What Exactly Are You Trying To Prove? - hhm
http://haacked.com/archive/2007/11/16/what-exactly-are-you-trying-to-prove.aspx

======
boucher
I think the author is pretty off base. I don't mean to say that testing isn't
valuable, just yesterday I wrote some unit tests to help me work through a
very specific problem. But the assumptions are flawed.

The main point of the author is that proving correctness is too difficult. But
the same can be said of testing in general. If unit testing is designed to be
applied only to the smallest of units, where testing should be obvious, I
would argue that an informal correctness proof would be only trivially harder.
Take for example the function I often see as the starting point of test driven
design presentations: fahrenheitToCelsius() or fToC()
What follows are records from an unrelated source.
PR #1386, opened 2026-03-01
fix(providers): strip thinking_blocks for non-Anthropic providers

### LINKED ISSUE #1344: [ERROR] Invalid type for 'messages.[0].content': expected one of a string or array of objects, but got an object instead.
Today, the QQ robot suddenly reported an error in the middle, which has persisted until now. It had been functioning normally before.

LLM returned error: Error calling LLM: litellm.BadRequestError: DashscopeException - Invalid type for 'messages.[0].content': expected one of a string or array of objects, but got an object instead.

zerone0x:
## Summary

Fixes #1344

### Problem

When a user session contains  (from Anthropic extended-thinking mode) and the session history is subsequently replayed to a non-Anthropic provider (e.g. Dashscope/Qwen), LiteLLM may mangle the message's `content` field — converting the thinking block dict directly into `content` — resulting in:

```
litellm.BadRequestError: DashscopeException - Invalid type for 'messages.[0].content':
expected one of a string or array of objects, but got an object instead.
```

This error **persists across turns** because the problematic session history is reloaded on every message, making the bot permanently broken until the session is cleared.

### Root Cause

PR #1330 added `thinking_blocks` to `_ALLOWED_MSG_KEYS`, which means it is now forwarded to **all** providers. `thinking_blocks` is an Anthropic-only field. When LiteLLM encounters it in a message intended for Dashscope/Qwen, it may convert the thinking block object into the `content` field.

### Fix

- Move `thinking_blocks` out of `_ALLOWED_MSG_KEYS` into a new `_ANTHROPIC_EXTRA_KEYS` frozenset.
- Extend `_sanitize_messages()` with an optional `extra_keys` parameter.
- In `chat()`, detect `anthropic/` models and pass `_ANTHROPIC_EXTRA_KEYS`; all other providers have `thinking_blocks` stripped before the API call.
- Add defensive handling in `_sanitize_empty_content()` for bare dict content: wrap it in a list (belt-and-suspenders against similar issues).

### Tests

Added `tests/test_thinking_blocks_sanitize.py` with 7 tests covering:
- `thinking_blocks` stripped by default (non-Anthropic)
- `thinking_blocks` preserved for Anthropic models
- Standard keys always preserved
- Defensive dict-content wrapping in `_sanitize_empty_content`

### DIFF
--- a/nanobot/providers/base.py
+++ b/nanobot/providers/base.py
@@ -78,6 +78,15 @@ class LLMProvider(ABC):
                     result.append(clean)
                     continue
 
+            # Defensive: a bare dict as content (e.g. a single content block) is
+            # not valid for any provider — wrap it in a list so the API receives
+            # an array of objects rather than a plain object.
+            if isinstance(content, dict):
+                clean = dict(msg)
+                clean["content"] = [content]
+                result.append(clean)
+                continue
+
             result.append(msg)
         return result
 
--- a/nanobot/providers/litellm_provider.py
+++ b/nanobot/providers/litellm_provider.py
@@ -14,7 +14,13 @@ from nanobot.providers.registry import find_by_model, find_gateway
 
 # Standard OpenAI chat-completion message keys plus reasoning_content for
 # thinking-enabled models (Kimi k2.5, DeepSeek-R1, etc.).
-_ALLOWED_MSG_KEYS = frozenset({"role", "content", "tool_calls", "tool_call_id", "name", "reasoning_content", "thinking_blocks"})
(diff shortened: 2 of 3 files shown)


chengyongru:
Thank you for fixing the #1344 failure where Anthropic thinking_blocks could leak into non-Anthropic providers and trigger Dashscope/Qwen content type errors. In current origin/main, the OpenAI-compatible provider's _ALLOWED_MSG_KEYS does not include thinking_blocks, so that field is stripped before non-Anthropic requests, while AnthropicProvider._assistant_blocks() consumes thinking_blocks only on the Anthropic path; the issue described in #1344 is already resolved, so this PR can be closed.

PR #1416, opened 2026-03-02
Add missing scripts to built-in skill `skill-creator`

yankeguo:
The `skill-creator` skill references two Python scripts in the `scripts` directory, but they do not exist in the repository.

Copied from https://github.com/openclaw/openclaw/tree/main/skills/skill-creator


yankeguo:
Since the script is copied directly from the upstream, Copilot can be ignored.

PR #1426, opened 2026-03-02
feat: add tools.exec.enabled config to disable shell access

dmarkey:
## Summary
- Add `enabled: bool = True` field to `ExecToolConfig`
- When set to `false`, the shell exec tool is not registered for either the main agent or subagents
- Allows deployments that need to restrict shell access for safety

## Test plan
- [ ] Verify default behavior unchanged (`enabled: true` by default)
- [ ] Set `tools.exec.enabled: false` in config and verify exec tool is not available
- [ ] Verify subagents also respect the flag

### DIFF
--- a/nanobot/agent/loop.py
+++ b/nanobot/agent/loop.py
@@ -117,12 +117,13 @@ class AgentLoop:
         allowed_dir = self.workspace if self.restrict_to_workspace else None
         for cls in (ReadFileTool, WriteFileTool, EditFileTool, ListDirTool):
             self.tools.register(cls(workspace=self.workspace, allowed_dir=allowed_dir))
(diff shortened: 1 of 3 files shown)


chengyongru:
Thank you for adding the tools.exec.enable switch so administrators can disable local shell execution. Current origin/main implements the same control through ExecToolConfig.enable and tools.exec.enable: ExecTool.enabled(ctx) reads the setting, and ToolLoader skips the exec tool during core and subagent registration when it is disabled; tests/tools/test_tool_loader.py and tests/agent/test_task_cancel.py cover disabled registration and the subagent path. This feature is already included on main, so this PR can be closed.

PR #3104, opened 2026-04-13
feat: add hook after dream completion

JiajunBernoulli:
Add hook interface after Dream completion to allow custom logic (e.g., saving memories to external storage like Lark Docs, Tencent Docs).

Related issue: #3103


JiajunBernoulli:
See nightly PR: https://github.com/HKUDS/nanobot/pull/3118/changes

Somebody writes the test assertTrue(fToC(32)==0). Alright, well that fails. So
I go ahead and write the function:

fToC(f) { return 0; }

Test passes now. So we write a new test: assertTrue(fToC(-40)==-40). Repeat:

fToC(f) { if(f==-40) return -40; return 0;}

Maybe that's enough special casing to get someone to finally write (in this
presentation):

fToC(f) { return (5/9)*(f - 32); }

Congratulations, our tests pass. But the presentation points out that
fundamentally you start off with the assumption that passing tests is your
goal, as opposed to writing verifiably correct code. Proving that this
function is correct is trivial, so just write it in the first place.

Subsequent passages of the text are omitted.